I grew up a Nintendo kid with an Xbox on the side to play Halo and Guitar Hero, but that all changed when FromSoftware released the original Demon’s Souls on PS3 back in 2009. Discourse around the first Souls was a combination of criticism for the punishing difficulty and overall jankiness, mixed with plaudits for innovation – in an era of gaming defined by hand-holding tutorials, Demon’s Souls was all about friction. That was enough to convince me, but after reaching the first boss I realized I made a mistake. Demon’s Souls wasn’t fun. It was needlessly cruel. Fifteen years later, this same complaint is being leveled at Elden Ring: Shadow of the Erdtree.
The spike in difficulty from the base game to the Land of Shadow is immense, but at the same time wholly necessary. The very core of the soulslike games relies on teaching the player through punishing difficulty, and once the player learns, the game becomes much more manageable. Elden Ring Shadow of Erdtree is no different.
Much like how Bloodborne felt insurmountable when it focused, compared to its peers, on all-out aggression, and Sekiro: Shadows Die Twice’s perfectly tuned deflection system led to much initial grumbling, Shadow of the Erdtree pulls everything you know about Elden Ring out from beneath you.
You can’t grind runes and pump the Vigor stat to overcome Margit, The Fell Omen here. You have to explore the world for Scadutree Fragments to have a shot at taking on even minor bosses like the Blackgaol Knight. There’s no set path through the Land of Shadow, no clear progress route from one legacy dungeon to another. Instead, progress is tied closely to an easter egg hunt.
Take the aforementioned Blackgaol Knight. I couldn’t beat him at first as his attacks would one or two-shot me, but he posed little threat when I returned later on after bumping up my Scadutree level. Likewise, I banged my head against the wall that is Messmer, the Impaler for hours in order to write my walkthrough guide, only to realize I could’ve explored quite a lot more before taking him on, raising my Scadutree level in the progress. In fact, the areas I visited after were much easier to manage.
I realized Shadow of the Erdtree functions in reverse of a regular game, where you’d expect light bumps at the forefront and devious challenges nearer the end. Elden Ring and its DLC instead thrust insurmountable challenges in your face and hide the ways to ease them behind exploration and auxiliary mechanics.

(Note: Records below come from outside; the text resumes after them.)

PR #8624, opened 2026-07-23
perf(mito2): make compaction picker asynchronous to avoid blocking the region worker

### LINKED ISSUE #8621: Partial truncate can miss data rewritten by concurrent compaction
### What type of bug is this?

Data corruption, Incorrect result, Locking issue

Storage Engine

### Minimal reproduce step

This is a concurrency issue in Mito2's partial truncate and compaction paths.

1. Create a region containing SST files `A` and `B` whose time ranges are fully covered by a partial truncate request.
2. Start a compaction that rewrites `A` and `B` into a new SST file `C`.
3. Delay processing of the compaction's `CompactionFinished` notification after its `RegionEdit` has been committed to the manifest. At this point, the manifest contains `C`, while the in-memory `VersionControl` still contains `A` and `B`.
4. Execute `RegionTruncateRequest::ByTimeRanges` before the delayed compaction completion is applied to `VersionControl`.
5. Let the truncate and compaction completion finish, then query the truncated time range.

The partial truncate collects concrete file IDs from the current in-memory version in `src/mito2/src/worker/handle_truncate.rs`. It therefore records only `A` and `B` in `TruncateKind::Partial.files_to_remove`.

However, compaction may already have replaced `A` and `B` with `C` in the manifest. Applying the partial truncate removes only the recorded file IDs, so it does not remove `C`. When the delayed compaction completion applies its edit to the in-memory version, `C` becomes visible there as well.

The resulting state is internally consistent, but the truncate is incomplete: `C` still contains data from the requested truncate range.

After a partial truncate succeeds, data stored in SST files fully covered by the requested time ranges should no longer be visible, even if compaction overlaps with the truncate.

Partial truncate and compaction should be serialized or otherwise coordinated so that compaction output derived from truncated input files cannot survive the truncate.

### What did you see instead?

The partial truncate reports success, but data from the truncated time range can remain visible through a concurrent compaction output file.

The truncate action removes only the old input file IDs (`A` and `B`). It does not identify the newly generated compaction output (`C`) as containing the same data, so `C` remains in the manifest and is subsequently visible in `VersionControl`.

This behavior predates the async compaction picker changes and is independent of stale compaction completion handling.

Any (identified by code inspection on Linux x64)

main @ d1ac9e2da7

N/A. This is a timing-dependent race and does not necessarily emit an error.

v0y4g3r:

Fixes https://github.com/GreptimeTeam/greptimedb/issues/8621

This PR revises the mito2 compaction scheduling lifecycle by moving picker planning off the region worker loop and fixing a set of lifecycle bugs around plan tracking, cancellation, and status cleanup.

**Background planning with plan tracking**
- Compaction picking now runs in background (`spawn_compact` for planning, `spawn_blocking_compact` for the picker itself) instead of blocking the region worker loop; scheduling methods become synchronous and only dispatch planning.
- Each plan carries a monotonic `plan_id` and the owning `VersionControlRef`; results are delivered back to the worker via a new `BackgroundNotify::CompactionPickFinished` notification and accepted only when the plan and region instance are still current.

```mermaid
sequenceDiagram
    participant Worker as Region Worker
    participant Planning as Background Planning Task
    participant Picker as Picker (blocking thread)

    Worker->>Worker: 1. schedule_compaction()
    Worker->>Worker: Set status = Picking(plan_id)
    Worker->>Planning: 2. spawn_compact(dispatch_compaction_planning)
    Note over Worker: Worker loop continues processing writes/DDL

    Planning->>Picker: 3. spawn_blocking_compact(picker.pick)
    Picker-->>Planning: Return PickerOutput (side-effect-free)
    Planning->>Worker: 4. Send BackgroundNotify::CompactionPickFinished

    Worker->>Worker: 5. accept_compaction_pick_finished()
    Worker->>Worker: Validate VersionControl / plan_id / cancellation
    Worker->>Worker: Reserve CompactingFiles atomically (RAII) & start execution
```

**Execution identity and stale-result protection**
- Introduce `CompactionExecution` (plan id + version control identity + local/remote kind + file reservation lease) that is threaded through `CompactionFinished`/`CompactionCancelled`/`CompactionFailed`, so stale completions from reopened/truncated/superseded regions are reported as `StaleCompactionExecution` instead of being applied or misreported as region-closed.
- SST `compacting` marks are no longer set as a picker side effect; they are atomically reserved at plan-accept time via `CompactingFiles` (RAII, rolled back on conflict) after refreshing the picker output against the current SST version.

The most readily available boons are the Spirit Ash and multiplayer summons. Many may not like it, but Shadow of the Erdtree is balanced for summoning, leaving the diehard players an incredibly steep challenge to take on solo if they so choose.
But it’s not just summons. In the base game’s Lands Between, I never found the need to manage resistances and buff damage output. Once I learned it helps in the Land of Shadow, however, my quest to find Miquella became so much easier. Items like Boiled Prawns and talismans like the Dragoncrest Greatshield can negate up to 35% of physical damage. I began using spells like Flame Grant Me Strength and Golden Vow to hit a bit harder. Combined with the massive Scadutree buffs, the Land of Shadow resembled the Lands Between before long.
That said, Shadow of the Erdtree isn’t exempt from criticism. The hyper-aggressive bosses punish the use of slow but incredibly fun spells like the Dragon Communion incantations, greatly limiting viable Elden Ring builds no matter how prepared you are. And yes, the final boss of the DLC is ridiculously overpowered, though I’d argue most would see a more manageable finale as a disappointment.
Still, learning remains at the very core of the Souls series and its cousins. The only way for FromSoftware to continue to make engaging, challenging adventures that push the action RPG genre forward is to create new ways to make its games difficult – and subsequently invent new ways to overcome the hurdles they present.
Shadow of the Erdtree is too difficult – but only for now. I have a feeling that, much the same way Demon’s Souls became a walk in the demon-infested park after a decade of learning FromSoftware’s language, by the time Bloodborne 2 rolls around we’ll all look back and say: “Actually, once you know what to do, Shadow of the Erdtree isn’t that hard.”